As crazy as it sounds, I think that Monads were name as such because they have the remarkable ability of producing whole Algebras by themselves (a topic also beyond the scope of this blog post). Thus they are like God. Just by themselves, they produce whole mathematical entities. So, I think that Monad means “something that is by itself, not just by counting, but because it needs nothing else and there is nothing else like it and it acts like God”. But, feel free to doubt me.
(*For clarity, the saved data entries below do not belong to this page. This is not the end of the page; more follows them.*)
PR #2641, opened 2025-10-23
test: add tests for error URLs

miparnisari:
Companion: https://github.com/authzed/spicedb-short-urls/pull/11

### DIFF
--- a/internal/sharederrors/error_help_links_test.go
+++ b/internal/sharederrors/error_help_links_test.go
@@ -1,0 +1,36 @@
+package sharederrors
+
+import (
+	"net/http"
+	"testing"
+	"time"
+
+	"github.com/stretchr/testify/require"
+)
+
+func TestHelpLinks(t *testing.T) {
+	t.Parallel()
+
+	c := http.Client{}
+	t.Cleanup(c.CloseIdleConnections)
+
+	for _, helpURL := range allErrorHelpUrls {
+		t.Run(helpURL, func(t *testing.T) {
+			t.Parallel()
+
+			require.Eventually(t, func() bool {
+				get, err := c.Get(helpURL)
+				if err != nil {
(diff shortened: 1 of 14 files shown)


internal/sharederrors/error_help_links_test.go
```diff
@@ -0,0 +1,30 @@
...
+		t.Run(helpURL, func(t *testing.T) {
+			t.Parallel()
+
+			require.Eventually(t, func() bool {
+				get, err := c.Get(helpURL)
+				require.NoError(t, err)
+				_ = get.Body.Close()
+				require.Equal(t, http.StatusOK, get.StatusCode)
+				return true
+			}, 30*time.Second, 100*time.Millisecond)
```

Finally, I would like to give you a heads up. I just wrote that Monads can also be described via Monoids (and also Adjunctions). There is a widely used definition of Monads that was first given by Saunders Mac Lane. The definition is as follows: “A monad is a monoid in the category of endofunctors”. And it is widely quoted and used. As a matter of fact, Saunders Mac Lane’s exact phrase was: “All told, a monad in X is just a monoid in the category of endofunctors of X, with product x replaced by composition of endofunctors and unit set by the identity endofunctor”. It is not difficult to explain what all this means, but the explanation is beyond the scope of this article. Of course, Saunders Mac Lane wrote this phrase with the best of intentions. And when he wrote it, he previously explained why it holds true. The problem is that people use it by itself and without any explanation in order to answer the question: “What is a Monad?”.
Thus, when newcomers to Category Theory or functional programming ask “What is a Monad?”, all they get is the answer “A monad is a monoid in the category of endofunctors” and nothing else. Well, alone and by itself this answer means nothing and should not be accepted.
In all honesty, this has not happen to me, but I have heard that it happened to other newcomers in these fields. I would like to expose this ugly phenomenon and state that such answer is unacceptable. If someone answers to you that “A monad is a monoid in the category of endofunctors”, this is like mocking you; this is like telling you to “buzz off”. If someone wants to answer “the question what is a Monad?”, at a minimum she should say that “A Monad is an entity from Category Theory with great significance in Category Theory and in functional programming, where it allows the composition of impure functions, meaning functions that contain side effects”.